Easy to setup with this guide here:

1 Like

This “backup” is using rclone copy under the hood. It’s not a backup in a conventional sense of this word, this is sync. (i.e. if you source data is corrupted (as a result of hardware or user error), the corruption will propagate to your target on the next sync).

In fact, the narrator in the video is using words “synchronize your data”, “cloud sync”, etc. Not “backup”, in spite of what the video title says.

2 Likes

I would consider switching to something else. Hyperbackup eventually corrupts the target datastore (happened to me more than once for it to be a fluke) and its very design is fragile: try to cancel in-progress backup, it takes over 10 min to do so. What is it doing all this time? The problem is it keeps the datastore in the inconsistent state during backup and does not tolerate interruptions. Network glitches and power outages won’t be waiting 15 minutes for it to gracefully disconnect.

It’s only a matter of time until you lose data. I recommend not using any of synology software for any purpose. There are plenty of high quality alternatives.

4 Likes

So, which of these high quality alternatives do you use to backup your Synology data to Storj?

None. I got rid of Synology diskstations years ago, my life has significantly improved as a result, I now spend time I used to waste triaging Synology issues and filing bug reports that never get fixed on something else, and I’m not planning on ever going back.

Or if this is just poorly worded question and you are actually asking for specific recommendation for you to use — read third post in this thread.

1 Like

Synology and QNAP are just not good at software.

Here is one example to show you how poor QNAP software is.
I used to have a QNAP NAS as off-site backup at my parents house.
I wanted to use SSH to connect to it. I wanted to use public key auth. There is no way to disable password auth. I am not kidding you, there is no way! You can manually change sshd, but it will get overwritten at every boot. I could not believe it and contacted support, but there is indeed no option to disable password auth! It is bad enough that it is not disabled by default!

No wonder they get hacked every year because some App goes rogue.

1 Like

At least they did not modify OpenSSH authentication code by inserting calls into their opaque layer, and having “secret default password” in the past. Or did they? I don’t trust anything anymore :slight_smile:

Please tell me you are joking and nobody actually did that?!

I’m dead serious. Google “Synology hardcoded CVE”. This is one Synology_SA_21_12 | Synology Inc.. Here is worse one: CVE-2014-2264 : The OpenVPN module in Synology DiskStation Manager (DSM) 4.3-3810 update 1 has a hardcoded root password of synopass, wh

There were a few more, in oder DSM 4xx, but I can’t find them anymore on their web site.
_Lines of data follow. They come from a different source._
PR #22, opened 2021-07-22
Benchmark flatbuffers and protobuf

lujiajing1126:
## Benchmark env

- CPU: Intel(R) Core(TM) i5-8257U CPU @ 1.40GHz
- Memory: 8 GB 2133 MHz LPDDR3
- Java: JDK8u292b10
- protoc: 3.17.3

But because they use open source components, they had to release their modifications. They did it in the best TiVo traditions – technically their contributions are open source, but practically absolutely useless for anyone else including those who try to understand what they have actually done: the modifications are calls into their opaque layer. Bastards.
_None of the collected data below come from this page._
PR #23, opened 2021-07-25
Switch to protobuf

lujiajing1126:
**WARNING: Huge amount of change has been made in this PR.**

- [x] `Flatbuffers` fully removed. (I guess there is still some references in `go.sum`)
- [x] `Protbuf` introduced with adaptions made to fit with pb conventions.
- [x] (Local) Tests Pass for `pkg`, `banyand` directories.
- [x] License Check. (`proto` files are not supported by Skywalking-eyes, manually added. Skip `*.pb.go` and `*.textproto`) 
- [x] Use `buf` to lint and generate `proto`s.

### Relative timestamp in ChunkID

The timestamp contained in `chunkID` is not the same as the `timestamp` field in the entity since we are using a relative time shift. This shift will cause inaccurate Scan results.


api/proto/Makefile
```diff
@@ -15,19 +15,14 @@
...
 
 .PHONY: generate-go
-generate-go: $(fbs)
-	flatc --go --grpc $(GO_FLAGS) -o $(VERSION) $^
-
-.PHONY: generate-java
-generate-java: $(fbs)
-	flatc --java --grpc $(JAVA_FLAGS) -o $(VERSION) $^
\ No newline at end of file
+generate-go:
```
hanahmily, line 24: Would we leverage https://github.com/bufbuild/buf to check proto files and generate stubs?

banyand/series/trace/write.go
```diff
@@ -55,13 +54,16 @@ func (t *traceSeries) Write(seriesID common.SeriesID, shardID uint, entity data.
...
+	err = wp.TimeSeriesWriter(shardID, dataStoreName).Put(seriesIDBytes, entityVal.GetDataBinary(), ts)
 	if err != nil {
-		return 0, errors.Wrap(err, "failed to write traceSeries data")
+		return 0, errors.Wrap(err, "fail to write traceSeries data")
 	}
-	builder := flatbuffers.NewBuilder(0)
-	builder.Finish(fb.CopyFields(entityVal, builder))
-	err = wp.TimeSeriesWriter(shardID, fieldsStoreName).Put(seriesIDBytes, builder.FinishedBytes(), ts)
+
+	byteVal, err := proto.Marshal(entityVal)
```
hanahmily, line 62: entityVal should write into fieldsStore without databinary. Could you extract fields from entityVal,  then save them into the below kv store?

hanahmily (commented):
it looks good for now. We should improve the codes to pass the CI check. And I recommend leveraging `buf` to manage proto files.

lujiajing1126:
@hanahmily I need some help from you to setup CI workflow. It seems there is restriction of Actions usage in this repo.

Could you help setup the workflow?

hanahmily:
> @hanahmily I need some help from you to setup CI workflow. It seems there is restriction of Actions usage in this repo.
> 
> Could you help setup the workflow?

How about leave the workflow alone, let's merge it with some CI failures, I will submit  another PR to fix them

banyand/series/trace/write.go
lujiajing1126: Fixed

api/proto/Makefile
lujiajing1126: I've added `buf.yaml` and `buf.gen.yaml` to leverage `buf`.

I exclude two rules `RPC_REQUEST_STANDARD_NAME` and `RPC_RESPONSE_STANDARD_NAME` since they require `*Request` and `Response` for request and response types. Do we need to impose these two rules?

lujiajing1126:
> > @hanahmily I need some help from you to setup CI workflow. It seems there is restriction of Actions usage in this repo.
> > Could you help setup the workflow?
> 
> How about leave the workflow alone, let's merge it with some CI failures, I will submit another PR to fix them

Sure.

You can have a look at that horror yourself. Synology Archive Download Site - Index of /download/ToolChain/Synology NAS GPL Source
Synology Open Source Project - Browse Files at SourceForge.net

Edit.

This one is an interesting read: Synology's "secret" telnet password.

1 Like

Yes, I did say high quality. What is your question? More specific recommendations besides duplicacy? Here you go: restic, borg.
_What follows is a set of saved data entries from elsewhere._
PR #24, opened 2021-07-26
Update CI

hanahmily:


go.mod
```diff
@@ -6,22 +6,23 @@ require (
...
+	github.com/spf13/viper v1.8.1
 	github.com/stretchr/testify v1.7.0
 	go.uber.org/atomic v1.7.0
-	go.uber.org/multierr v1.6.0
+	go.uber.org/multierr v1.7.0
 	golang.org/x/net v0.0.0-20210716203947-853a461950ff // indirect
 	golang.org/x/sys v0.0.0-20210630005230-0f9fa26af87c // indirect
 	google.golang.org/genproto v0.0.0-20210722135532-667f2b7c528f // indirect
-	google.golang.org/grpc v1.39.0
+	google.golang.org/grpc v1.40.0-dev.0.20210623211556-d9eb12feed7a
```
lujiajing1126, line 25: Why do we need to update to an unstable version `1.40.0-dev`?

banyand/index/gomock_reflect_786311153/prog.go
```diff
@@ -0,0 +1,66 @@
...
+	"reflect"
+
+	"github.com/golang/mock/mockgen/model"
+
+	pkg_ "github.com/apache/skywalking-banyandb/banyand/index"
+)
+
+var output = flag.String("output", "", "The output file name, or empty to use stdout.")
+
+func main() {
```
lujiajing1126, line 19: what's the purpose of this file?

.github/workflows/go.yml
```diff
@@ -39,8 +39,6 @@ jobs:
         uses: apache/skywalking-eyes@5c90c9698806040f50671a172a7cac17974ecebd
       - name: Update dependencies
         run: GOPROXY=https://proxy.golang.org go mod download
-      - name: Install Protoc
```
lujiajing1126, line 42: If we remove this, we should install `protoc` in another way

lujiajing1126 (commented):
`flatc` installation can be also removed.

go.mod
hanahmily: by mistake, has reverted it

banyand/index/gomock_reflect_786311153/prog.go
hanahmily: has removed it

.github/workflows/go.yml
hanahmily: done

pkg/pb/database.go
```diff
@@ -25,141 +25,141 @@ import (
 	v1 "github.com/apache/skywalking-banyandb/api/proto/banyandb/v1"
 )
 
-type shardEventBuilder struct {
+type ShardEventBuilder struct {
```
hanahmily, line 28: The exported func in this file return unexported types, which causes the lint check to fail. @lujiajing1126 Would you pls check whether the way I fixed is correct?

lujiajing1126: > The exported func in this file return unexported types, which causes the lint check to fail. @lujiajing1126 Would you pls check whether the way I fixed is correct?

Yes. I suppose the change is correct. I intended not to expose/export the structs and only allow users to create `builder`(s) by the given functions.

I don't know why this pattern is not recommended by the linter. Ref: https://stackoverflow.com/a/21470517

api/buf.yaml
```diff
@@ -0,0 +1,32 @@
...
+
+version: v1beta1
+build:
+  roots:
+    - ./proto
+lint:
+  use:
+    - DEFAULT
+  except:
+    - RPC_REQUEST_STANDARD_NAME
```
lujiajing1126, line 28: As I asked in the last PR #23 , do we need to impose these two rules?

scripts/build/base.mk
```diff
@@ -0,0 +1,87 @@
...
+PROTOC := $(tool_bin)/protoc
+$(PROTOC):
+	@echo "Install protoc..."
+	@if ! command -v curl >/dev/null 2>/dev/null; then echo "error: curl must be installed"  >&2; exit 1; fi
+	@if ! command -v unzip >/dev/null 2>/dev/null; then echo "error: unzip must be installed"  >&2; exit 1; fi
+	@rm -f $(tool_bin)/protoc
+	@rm -rf $(tool_include)/google
+	@mkdir -p $(tool_bin) $(tool_include)
+	$(eval protoc_tmp := $(shell mktemp -d))
+	cd $(protoc_tmp); curl -sSL https://github.com/protocolbuffers/protobuf/releases/download/v$(protoc_version)/protoc-$(protoc_version)-$(protoc_os)-$(protoc_arch).zip -o protoc.zip
```
lujiajing1126, line 52: Just a comment: this cannot work on osx-arm64 platform, i.e. Apple Chip.

(Unfortunately, I changed my working laptop last week....🤣)

lujiajing1126:
LGTM

pkg/pb/database.go
hanahmily: It's not a common pattern in go. If you want to force users to use the factory method, an interface should be better, which is a canonical pattern to gophers.

lujiajing1126: > It's not a common pattern in go. If you want to force users to use the factory method, an interface should be better, which is a canonical pattern to gophers.

Sure. Make sense to me.

api/buf.yaml
hanahmily: It's the standard/common pattern to name the request. skywalking keeps using this pattern to build grpc service.

pkg/pb/database.go
lujiajing1126: > It's not a common pattern in go. If you want to force users to use the factory method, an interface should be better, which is a canonical pattern to gophers.

I did some investigation. I seems this pattern does commonly used by developers.
See https://github.com/golang/lint/issues/210

scripts/build/base.mk
hanahmily: you can tweak it to build protoc from sources, or copy protoc into bin directory in the root path.

api/buf.yaml
lujiajing1126: > It's the standard/common pattern to name the request. skywalking keeps using this pattern to build grpc service.

So if we need to comply with the conventions, we have to change the request and response types as well as delete this `except` section.

hanahmily: Would you fix this issue?

lujiajing1126: > Would you fix this issue?

Sure I can do this later.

Excuse my language, but this is fucking wild! How on earth can a company like that still sell business devices?!
I am in no way perfect and also make a lot of mistakes at work, BUT that password based on date thing is not a whoopsie! That is malicious and in my opinion criminal and illegal!
Thank you for the warning to never buy something from that company!

3 Likes

Good marketing covers a multitude of sins.

1 Like

Yes I use this too.
As you said, due to Storj not supporting versioning, should you copy over corrupted data you’re out of luck.
Do you know if versioning is coming to Stroj? Otherwise I should write a script to achieve this.

2 Likes

Thanks I should’ve checked out the GH roadmap. This would be a welcomed feature.